━━ Data shown
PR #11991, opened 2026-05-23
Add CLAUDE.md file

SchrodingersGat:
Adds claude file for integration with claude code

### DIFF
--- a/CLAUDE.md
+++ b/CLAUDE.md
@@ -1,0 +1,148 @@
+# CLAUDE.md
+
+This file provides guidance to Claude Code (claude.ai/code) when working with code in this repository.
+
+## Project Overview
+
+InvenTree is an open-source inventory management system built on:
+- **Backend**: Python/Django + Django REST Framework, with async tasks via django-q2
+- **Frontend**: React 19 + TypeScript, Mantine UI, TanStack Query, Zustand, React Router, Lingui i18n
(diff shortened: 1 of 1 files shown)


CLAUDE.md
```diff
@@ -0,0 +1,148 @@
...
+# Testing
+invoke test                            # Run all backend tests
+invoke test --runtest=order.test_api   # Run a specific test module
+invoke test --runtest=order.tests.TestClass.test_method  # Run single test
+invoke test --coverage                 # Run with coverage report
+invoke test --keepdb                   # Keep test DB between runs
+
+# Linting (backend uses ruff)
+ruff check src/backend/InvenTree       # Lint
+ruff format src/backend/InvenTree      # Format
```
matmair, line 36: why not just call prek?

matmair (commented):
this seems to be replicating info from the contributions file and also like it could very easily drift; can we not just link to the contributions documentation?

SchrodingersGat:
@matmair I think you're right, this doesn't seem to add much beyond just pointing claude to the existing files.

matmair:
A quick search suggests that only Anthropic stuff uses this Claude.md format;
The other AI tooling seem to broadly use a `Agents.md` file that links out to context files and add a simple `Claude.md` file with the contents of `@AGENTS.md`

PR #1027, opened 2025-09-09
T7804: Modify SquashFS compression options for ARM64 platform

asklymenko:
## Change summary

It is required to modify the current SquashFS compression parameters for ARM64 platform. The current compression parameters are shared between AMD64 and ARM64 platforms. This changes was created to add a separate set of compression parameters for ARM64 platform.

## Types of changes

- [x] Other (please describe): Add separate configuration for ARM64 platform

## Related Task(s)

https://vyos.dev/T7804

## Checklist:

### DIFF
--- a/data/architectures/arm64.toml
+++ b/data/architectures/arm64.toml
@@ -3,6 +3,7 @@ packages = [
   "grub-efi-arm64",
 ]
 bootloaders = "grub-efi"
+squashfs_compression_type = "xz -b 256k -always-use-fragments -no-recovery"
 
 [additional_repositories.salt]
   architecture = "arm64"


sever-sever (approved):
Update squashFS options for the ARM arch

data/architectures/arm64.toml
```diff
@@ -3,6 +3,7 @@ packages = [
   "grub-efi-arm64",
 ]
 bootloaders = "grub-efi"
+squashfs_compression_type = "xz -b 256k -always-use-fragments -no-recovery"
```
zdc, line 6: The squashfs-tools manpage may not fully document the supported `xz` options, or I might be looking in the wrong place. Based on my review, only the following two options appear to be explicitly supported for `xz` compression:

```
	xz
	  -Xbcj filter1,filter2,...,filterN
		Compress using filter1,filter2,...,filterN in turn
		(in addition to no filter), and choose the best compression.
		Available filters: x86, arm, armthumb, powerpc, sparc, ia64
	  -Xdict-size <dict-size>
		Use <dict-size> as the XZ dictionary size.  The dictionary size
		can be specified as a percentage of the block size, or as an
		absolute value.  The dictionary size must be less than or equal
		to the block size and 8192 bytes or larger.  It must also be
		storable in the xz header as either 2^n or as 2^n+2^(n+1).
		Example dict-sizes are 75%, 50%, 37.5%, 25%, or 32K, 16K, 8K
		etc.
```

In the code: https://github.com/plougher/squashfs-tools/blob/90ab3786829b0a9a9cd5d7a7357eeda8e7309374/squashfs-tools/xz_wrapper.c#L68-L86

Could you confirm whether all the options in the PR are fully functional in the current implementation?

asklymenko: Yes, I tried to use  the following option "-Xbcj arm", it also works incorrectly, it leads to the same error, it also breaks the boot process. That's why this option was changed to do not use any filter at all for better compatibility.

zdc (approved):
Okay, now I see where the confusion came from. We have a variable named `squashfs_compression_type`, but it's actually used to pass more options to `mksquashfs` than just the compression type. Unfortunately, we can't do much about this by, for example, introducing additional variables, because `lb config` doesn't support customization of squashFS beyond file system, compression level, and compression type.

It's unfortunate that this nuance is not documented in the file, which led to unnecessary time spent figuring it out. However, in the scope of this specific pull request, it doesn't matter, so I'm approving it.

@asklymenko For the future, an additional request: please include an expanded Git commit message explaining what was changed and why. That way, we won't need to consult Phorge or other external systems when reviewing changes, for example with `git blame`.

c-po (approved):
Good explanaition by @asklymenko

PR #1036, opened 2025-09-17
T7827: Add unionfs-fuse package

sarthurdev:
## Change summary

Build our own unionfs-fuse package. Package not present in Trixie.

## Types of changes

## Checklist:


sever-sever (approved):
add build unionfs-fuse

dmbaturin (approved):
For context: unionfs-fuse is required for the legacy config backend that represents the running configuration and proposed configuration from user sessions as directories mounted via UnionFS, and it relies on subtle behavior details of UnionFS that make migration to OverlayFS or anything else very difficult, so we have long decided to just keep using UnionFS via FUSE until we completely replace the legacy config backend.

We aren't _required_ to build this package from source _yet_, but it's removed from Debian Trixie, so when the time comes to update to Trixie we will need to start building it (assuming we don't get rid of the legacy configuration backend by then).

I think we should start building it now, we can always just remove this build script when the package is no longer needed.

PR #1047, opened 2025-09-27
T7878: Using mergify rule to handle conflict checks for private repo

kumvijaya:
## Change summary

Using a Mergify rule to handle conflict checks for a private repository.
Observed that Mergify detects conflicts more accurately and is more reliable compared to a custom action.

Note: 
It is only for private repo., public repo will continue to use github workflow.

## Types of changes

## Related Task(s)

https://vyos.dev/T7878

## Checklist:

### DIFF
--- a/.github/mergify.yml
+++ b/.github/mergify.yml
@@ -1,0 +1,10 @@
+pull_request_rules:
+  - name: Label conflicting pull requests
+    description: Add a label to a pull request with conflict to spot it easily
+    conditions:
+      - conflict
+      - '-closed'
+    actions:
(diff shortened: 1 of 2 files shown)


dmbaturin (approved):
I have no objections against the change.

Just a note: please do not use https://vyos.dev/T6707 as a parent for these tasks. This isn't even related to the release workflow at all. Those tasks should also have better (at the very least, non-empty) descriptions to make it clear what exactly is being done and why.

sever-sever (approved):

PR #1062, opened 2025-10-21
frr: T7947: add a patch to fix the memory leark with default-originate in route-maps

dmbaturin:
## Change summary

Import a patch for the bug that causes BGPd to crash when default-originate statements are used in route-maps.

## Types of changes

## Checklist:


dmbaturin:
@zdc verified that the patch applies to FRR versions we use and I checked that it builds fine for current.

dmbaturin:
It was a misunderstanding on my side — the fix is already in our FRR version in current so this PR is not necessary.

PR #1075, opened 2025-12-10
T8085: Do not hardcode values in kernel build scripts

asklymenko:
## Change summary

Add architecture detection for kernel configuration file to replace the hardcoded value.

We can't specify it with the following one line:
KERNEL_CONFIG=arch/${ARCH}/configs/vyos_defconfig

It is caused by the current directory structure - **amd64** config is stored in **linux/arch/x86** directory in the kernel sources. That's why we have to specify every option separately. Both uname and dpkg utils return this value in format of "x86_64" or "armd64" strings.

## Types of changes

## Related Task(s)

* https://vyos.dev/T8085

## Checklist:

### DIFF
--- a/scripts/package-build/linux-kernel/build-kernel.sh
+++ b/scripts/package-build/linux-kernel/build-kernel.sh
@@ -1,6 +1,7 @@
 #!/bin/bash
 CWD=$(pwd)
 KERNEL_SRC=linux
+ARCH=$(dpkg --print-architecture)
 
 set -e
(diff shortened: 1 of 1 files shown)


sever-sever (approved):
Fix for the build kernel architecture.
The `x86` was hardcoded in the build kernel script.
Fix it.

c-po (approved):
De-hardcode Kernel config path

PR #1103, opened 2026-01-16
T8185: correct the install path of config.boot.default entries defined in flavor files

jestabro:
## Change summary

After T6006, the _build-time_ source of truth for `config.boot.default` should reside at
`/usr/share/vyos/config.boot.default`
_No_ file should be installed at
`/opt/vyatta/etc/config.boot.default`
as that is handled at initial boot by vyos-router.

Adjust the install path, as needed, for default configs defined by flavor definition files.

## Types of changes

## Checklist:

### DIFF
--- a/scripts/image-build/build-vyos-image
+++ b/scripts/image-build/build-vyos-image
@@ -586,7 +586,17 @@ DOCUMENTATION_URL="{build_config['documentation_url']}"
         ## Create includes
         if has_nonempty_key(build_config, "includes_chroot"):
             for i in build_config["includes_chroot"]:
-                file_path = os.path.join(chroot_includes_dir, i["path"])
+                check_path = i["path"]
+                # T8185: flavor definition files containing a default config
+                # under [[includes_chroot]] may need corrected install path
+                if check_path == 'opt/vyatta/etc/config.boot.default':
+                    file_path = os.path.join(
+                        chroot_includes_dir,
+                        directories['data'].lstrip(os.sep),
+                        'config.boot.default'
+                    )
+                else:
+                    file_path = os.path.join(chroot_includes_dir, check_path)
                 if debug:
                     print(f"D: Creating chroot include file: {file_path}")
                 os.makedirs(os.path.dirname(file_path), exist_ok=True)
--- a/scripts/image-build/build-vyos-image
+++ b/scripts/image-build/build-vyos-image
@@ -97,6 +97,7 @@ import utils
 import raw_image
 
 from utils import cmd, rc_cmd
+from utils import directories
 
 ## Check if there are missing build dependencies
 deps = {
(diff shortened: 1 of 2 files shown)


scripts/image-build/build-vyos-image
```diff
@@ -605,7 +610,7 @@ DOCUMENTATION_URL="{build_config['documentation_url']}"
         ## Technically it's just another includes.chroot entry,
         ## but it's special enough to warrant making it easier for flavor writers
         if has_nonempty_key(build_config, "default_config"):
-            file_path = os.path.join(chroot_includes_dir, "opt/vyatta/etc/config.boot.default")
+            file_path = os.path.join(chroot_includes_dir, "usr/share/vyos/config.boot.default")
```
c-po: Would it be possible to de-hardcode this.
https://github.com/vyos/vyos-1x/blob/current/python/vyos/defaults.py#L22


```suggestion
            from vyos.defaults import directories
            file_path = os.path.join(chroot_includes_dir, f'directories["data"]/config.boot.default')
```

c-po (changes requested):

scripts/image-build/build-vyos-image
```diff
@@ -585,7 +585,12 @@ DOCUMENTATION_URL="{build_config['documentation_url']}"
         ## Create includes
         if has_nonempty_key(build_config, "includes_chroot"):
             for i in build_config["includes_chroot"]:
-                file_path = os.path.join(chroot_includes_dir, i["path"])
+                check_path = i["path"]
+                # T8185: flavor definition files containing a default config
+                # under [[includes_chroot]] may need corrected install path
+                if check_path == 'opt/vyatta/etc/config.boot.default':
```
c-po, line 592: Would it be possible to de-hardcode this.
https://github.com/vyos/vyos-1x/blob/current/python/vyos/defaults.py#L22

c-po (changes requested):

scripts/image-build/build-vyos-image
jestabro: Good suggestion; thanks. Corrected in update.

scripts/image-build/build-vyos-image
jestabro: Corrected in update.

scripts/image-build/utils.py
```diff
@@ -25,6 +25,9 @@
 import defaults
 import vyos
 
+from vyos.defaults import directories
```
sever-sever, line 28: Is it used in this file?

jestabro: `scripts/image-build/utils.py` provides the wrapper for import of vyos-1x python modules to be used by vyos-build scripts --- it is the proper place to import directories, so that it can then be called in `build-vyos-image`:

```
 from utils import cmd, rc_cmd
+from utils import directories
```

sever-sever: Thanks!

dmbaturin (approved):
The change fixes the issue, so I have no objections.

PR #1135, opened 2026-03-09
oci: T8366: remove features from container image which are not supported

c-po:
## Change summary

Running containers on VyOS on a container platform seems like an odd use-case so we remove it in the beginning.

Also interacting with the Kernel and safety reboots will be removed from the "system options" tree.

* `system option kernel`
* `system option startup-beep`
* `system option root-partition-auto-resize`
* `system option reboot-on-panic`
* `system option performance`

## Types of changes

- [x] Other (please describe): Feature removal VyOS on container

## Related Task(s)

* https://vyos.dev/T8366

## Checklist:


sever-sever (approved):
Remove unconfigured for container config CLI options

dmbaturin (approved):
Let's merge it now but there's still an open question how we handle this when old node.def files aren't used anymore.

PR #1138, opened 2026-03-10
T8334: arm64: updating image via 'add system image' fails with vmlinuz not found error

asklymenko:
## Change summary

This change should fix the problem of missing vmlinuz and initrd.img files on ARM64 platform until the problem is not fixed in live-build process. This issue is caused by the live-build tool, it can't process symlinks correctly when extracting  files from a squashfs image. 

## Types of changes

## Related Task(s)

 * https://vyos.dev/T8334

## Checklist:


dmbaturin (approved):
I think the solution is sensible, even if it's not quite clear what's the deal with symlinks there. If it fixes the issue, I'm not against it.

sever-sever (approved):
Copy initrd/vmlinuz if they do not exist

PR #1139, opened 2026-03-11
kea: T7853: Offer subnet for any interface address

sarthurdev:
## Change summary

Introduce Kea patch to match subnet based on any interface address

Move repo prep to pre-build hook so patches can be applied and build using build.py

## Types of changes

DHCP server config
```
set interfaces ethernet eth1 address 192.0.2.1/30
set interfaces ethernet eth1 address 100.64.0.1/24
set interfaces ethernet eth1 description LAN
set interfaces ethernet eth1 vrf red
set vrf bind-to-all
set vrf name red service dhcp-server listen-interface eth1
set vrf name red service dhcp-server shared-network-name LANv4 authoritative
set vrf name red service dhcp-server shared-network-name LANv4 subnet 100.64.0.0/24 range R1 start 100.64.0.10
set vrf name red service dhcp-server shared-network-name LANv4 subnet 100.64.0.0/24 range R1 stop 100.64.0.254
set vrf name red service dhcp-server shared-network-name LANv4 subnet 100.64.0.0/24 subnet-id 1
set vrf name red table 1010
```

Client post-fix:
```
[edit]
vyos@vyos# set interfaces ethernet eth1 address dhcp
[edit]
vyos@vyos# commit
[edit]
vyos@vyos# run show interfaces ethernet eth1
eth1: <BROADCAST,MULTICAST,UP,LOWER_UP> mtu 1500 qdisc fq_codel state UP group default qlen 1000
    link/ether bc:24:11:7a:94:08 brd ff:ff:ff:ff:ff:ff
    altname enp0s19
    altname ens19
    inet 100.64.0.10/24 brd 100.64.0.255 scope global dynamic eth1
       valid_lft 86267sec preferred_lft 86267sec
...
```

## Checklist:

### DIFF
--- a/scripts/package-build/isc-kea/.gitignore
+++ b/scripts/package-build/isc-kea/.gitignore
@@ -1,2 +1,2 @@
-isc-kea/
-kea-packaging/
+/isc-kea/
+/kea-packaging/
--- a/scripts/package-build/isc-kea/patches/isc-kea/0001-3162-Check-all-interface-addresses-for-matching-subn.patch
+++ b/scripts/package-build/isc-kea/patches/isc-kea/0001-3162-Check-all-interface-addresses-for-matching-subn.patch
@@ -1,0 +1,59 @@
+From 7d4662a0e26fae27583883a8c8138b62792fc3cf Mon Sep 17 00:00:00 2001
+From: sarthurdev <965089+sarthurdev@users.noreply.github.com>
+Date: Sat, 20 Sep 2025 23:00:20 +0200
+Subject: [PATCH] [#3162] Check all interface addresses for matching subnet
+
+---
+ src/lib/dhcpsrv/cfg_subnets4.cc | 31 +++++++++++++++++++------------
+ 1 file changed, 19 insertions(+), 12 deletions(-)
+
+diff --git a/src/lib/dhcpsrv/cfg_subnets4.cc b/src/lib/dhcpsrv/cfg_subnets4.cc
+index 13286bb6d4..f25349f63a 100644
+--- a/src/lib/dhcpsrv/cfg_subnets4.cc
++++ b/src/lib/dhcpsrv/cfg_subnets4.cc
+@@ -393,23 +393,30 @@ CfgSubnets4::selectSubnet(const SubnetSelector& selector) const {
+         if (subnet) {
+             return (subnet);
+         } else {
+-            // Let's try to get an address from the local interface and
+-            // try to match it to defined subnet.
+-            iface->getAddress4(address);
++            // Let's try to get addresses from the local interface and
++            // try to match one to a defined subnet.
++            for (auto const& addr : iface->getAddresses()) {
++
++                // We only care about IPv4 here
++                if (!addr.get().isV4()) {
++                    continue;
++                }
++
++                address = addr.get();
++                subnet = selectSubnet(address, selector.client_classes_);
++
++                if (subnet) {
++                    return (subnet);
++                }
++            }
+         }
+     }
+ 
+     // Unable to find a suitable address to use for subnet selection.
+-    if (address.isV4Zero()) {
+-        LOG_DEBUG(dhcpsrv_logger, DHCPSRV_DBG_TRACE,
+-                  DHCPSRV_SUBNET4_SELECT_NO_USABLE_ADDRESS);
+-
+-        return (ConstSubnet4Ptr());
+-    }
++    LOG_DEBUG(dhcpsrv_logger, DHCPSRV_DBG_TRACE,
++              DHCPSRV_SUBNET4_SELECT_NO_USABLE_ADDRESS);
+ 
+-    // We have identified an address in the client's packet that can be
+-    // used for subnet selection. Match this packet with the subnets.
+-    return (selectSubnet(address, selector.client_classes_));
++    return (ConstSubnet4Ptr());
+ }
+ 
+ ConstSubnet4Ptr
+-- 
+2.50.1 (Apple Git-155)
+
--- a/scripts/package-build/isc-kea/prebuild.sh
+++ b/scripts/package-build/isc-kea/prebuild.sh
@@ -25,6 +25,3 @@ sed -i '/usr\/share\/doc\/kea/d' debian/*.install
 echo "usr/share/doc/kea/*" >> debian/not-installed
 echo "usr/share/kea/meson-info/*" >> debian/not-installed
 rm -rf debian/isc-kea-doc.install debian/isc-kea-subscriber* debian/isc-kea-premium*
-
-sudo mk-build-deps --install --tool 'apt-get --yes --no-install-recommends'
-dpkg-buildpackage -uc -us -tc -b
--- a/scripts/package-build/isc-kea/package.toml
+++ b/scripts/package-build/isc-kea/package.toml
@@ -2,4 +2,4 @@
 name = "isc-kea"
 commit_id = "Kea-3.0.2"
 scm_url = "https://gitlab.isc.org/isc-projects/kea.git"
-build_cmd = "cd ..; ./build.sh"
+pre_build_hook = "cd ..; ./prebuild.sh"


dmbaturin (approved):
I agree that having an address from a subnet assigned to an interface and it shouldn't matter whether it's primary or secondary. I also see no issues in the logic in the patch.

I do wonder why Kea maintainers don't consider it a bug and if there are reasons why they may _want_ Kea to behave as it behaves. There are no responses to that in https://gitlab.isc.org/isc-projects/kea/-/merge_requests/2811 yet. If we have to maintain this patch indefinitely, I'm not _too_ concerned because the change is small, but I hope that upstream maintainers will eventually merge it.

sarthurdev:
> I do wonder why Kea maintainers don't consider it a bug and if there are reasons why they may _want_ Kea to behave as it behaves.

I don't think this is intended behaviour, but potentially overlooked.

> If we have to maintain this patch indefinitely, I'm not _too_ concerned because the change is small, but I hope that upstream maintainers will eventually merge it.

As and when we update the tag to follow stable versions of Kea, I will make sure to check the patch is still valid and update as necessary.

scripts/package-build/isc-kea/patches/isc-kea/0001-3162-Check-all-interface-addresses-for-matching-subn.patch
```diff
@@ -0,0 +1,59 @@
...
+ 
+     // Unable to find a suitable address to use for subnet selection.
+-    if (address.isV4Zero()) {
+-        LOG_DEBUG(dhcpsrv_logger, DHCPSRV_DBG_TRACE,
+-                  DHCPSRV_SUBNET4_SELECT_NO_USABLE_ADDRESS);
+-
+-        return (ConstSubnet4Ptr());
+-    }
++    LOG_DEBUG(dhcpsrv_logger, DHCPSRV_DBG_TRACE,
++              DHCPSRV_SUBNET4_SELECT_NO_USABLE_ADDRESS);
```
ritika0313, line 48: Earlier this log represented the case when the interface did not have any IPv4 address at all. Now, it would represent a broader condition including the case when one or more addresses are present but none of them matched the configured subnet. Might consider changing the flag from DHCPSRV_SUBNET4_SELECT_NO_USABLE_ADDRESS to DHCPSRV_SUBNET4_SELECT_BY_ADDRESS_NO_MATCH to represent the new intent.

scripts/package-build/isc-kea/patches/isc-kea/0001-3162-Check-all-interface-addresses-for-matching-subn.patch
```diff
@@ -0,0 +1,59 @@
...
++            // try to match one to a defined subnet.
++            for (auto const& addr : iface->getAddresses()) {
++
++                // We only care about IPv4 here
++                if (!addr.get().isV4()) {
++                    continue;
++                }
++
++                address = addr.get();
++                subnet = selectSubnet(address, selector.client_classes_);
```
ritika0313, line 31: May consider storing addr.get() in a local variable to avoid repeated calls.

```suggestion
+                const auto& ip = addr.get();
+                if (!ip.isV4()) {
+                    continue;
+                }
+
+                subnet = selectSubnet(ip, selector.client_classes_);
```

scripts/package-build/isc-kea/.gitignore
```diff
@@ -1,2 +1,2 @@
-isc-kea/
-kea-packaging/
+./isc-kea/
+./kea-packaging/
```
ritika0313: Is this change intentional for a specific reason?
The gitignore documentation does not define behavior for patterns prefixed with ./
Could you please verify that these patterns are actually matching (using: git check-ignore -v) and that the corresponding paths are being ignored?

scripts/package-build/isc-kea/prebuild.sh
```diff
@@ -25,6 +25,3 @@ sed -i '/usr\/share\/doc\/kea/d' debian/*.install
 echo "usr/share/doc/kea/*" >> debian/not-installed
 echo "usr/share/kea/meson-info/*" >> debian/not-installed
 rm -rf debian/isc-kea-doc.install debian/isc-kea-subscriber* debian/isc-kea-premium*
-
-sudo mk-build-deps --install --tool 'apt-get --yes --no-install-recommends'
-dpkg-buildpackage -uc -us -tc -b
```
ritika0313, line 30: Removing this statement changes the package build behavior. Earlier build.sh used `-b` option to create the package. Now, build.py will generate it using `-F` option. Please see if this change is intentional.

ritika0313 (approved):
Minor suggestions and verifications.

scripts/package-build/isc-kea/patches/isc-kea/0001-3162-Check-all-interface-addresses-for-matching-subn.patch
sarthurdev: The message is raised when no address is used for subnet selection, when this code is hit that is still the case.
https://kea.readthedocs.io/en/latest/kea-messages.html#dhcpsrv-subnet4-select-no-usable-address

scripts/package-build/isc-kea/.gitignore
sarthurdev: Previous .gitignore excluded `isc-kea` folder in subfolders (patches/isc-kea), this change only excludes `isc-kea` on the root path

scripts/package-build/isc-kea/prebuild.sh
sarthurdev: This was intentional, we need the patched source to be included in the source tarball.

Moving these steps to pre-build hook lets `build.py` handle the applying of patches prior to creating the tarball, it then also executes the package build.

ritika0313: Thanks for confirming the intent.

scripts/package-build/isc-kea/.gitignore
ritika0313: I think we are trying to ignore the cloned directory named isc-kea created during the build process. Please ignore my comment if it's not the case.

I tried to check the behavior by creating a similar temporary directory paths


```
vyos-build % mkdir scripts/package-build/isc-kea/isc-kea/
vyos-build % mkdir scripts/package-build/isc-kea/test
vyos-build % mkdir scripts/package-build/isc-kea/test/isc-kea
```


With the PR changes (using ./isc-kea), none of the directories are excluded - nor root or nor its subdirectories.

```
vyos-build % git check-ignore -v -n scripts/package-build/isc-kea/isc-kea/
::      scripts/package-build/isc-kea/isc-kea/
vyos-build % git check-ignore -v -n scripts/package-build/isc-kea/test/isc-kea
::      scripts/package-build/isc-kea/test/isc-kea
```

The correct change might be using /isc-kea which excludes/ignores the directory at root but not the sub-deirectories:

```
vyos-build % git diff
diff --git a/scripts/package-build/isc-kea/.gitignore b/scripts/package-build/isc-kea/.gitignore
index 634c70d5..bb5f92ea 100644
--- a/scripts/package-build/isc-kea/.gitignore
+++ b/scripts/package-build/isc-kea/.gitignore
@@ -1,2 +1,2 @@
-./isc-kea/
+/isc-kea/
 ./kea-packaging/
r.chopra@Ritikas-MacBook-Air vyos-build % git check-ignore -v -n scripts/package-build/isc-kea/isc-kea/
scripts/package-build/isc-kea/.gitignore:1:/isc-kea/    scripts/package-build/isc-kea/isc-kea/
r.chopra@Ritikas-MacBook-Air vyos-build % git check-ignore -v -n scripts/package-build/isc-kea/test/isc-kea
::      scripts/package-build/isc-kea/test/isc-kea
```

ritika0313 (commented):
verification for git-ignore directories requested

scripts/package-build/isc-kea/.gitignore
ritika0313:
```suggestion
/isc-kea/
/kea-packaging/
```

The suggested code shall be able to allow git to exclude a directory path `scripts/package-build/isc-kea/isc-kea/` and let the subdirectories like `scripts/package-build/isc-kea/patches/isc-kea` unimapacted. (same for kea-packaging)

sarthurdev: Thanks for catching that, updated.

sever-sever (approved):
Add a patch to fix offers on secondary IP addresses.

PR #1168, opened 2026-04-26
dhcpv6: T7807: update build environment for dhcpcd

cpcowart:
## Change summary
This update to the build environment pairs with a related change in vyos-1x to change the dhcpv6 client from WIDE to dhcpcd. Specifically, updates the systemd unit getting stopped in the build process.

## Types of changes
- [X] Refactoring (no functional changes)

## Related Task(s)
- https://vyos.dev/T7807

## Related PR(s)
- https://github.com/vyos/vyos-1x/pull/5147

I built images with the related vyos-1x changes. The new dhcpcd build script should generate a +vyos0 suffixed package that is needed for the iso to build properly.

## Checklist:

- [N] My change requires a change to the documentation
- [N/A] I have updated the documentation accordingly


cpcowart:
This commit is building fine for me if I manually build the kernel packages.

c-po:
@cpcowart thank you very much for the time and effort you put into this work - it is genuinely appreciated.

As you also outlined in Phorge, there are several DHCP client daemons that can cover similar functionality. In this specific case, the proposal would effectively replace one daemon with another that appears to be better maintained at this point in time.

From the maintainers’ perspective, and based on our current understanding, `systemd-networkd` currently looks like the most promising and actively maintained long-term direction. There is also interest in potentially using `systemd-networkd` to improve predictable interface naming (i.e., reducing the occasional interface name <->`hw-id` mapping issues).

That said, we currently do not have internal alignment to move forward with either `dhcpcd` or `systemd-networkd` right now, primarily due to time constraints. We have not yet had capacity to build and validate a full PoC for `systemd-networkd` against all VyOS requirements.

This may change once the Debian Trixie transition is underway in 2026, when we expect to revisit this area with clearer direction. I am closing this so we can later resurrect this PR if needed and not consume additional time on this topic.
━━━━
Task details:
Wherever a line of the data above contains "matmair", copy that line.

Output for this task:
matmair, line 36: why not just call prek?
matmair (commented):
@matmair I think you're right, this doesn't seem to add much beyond just pointing claude to the existing files.
matmair:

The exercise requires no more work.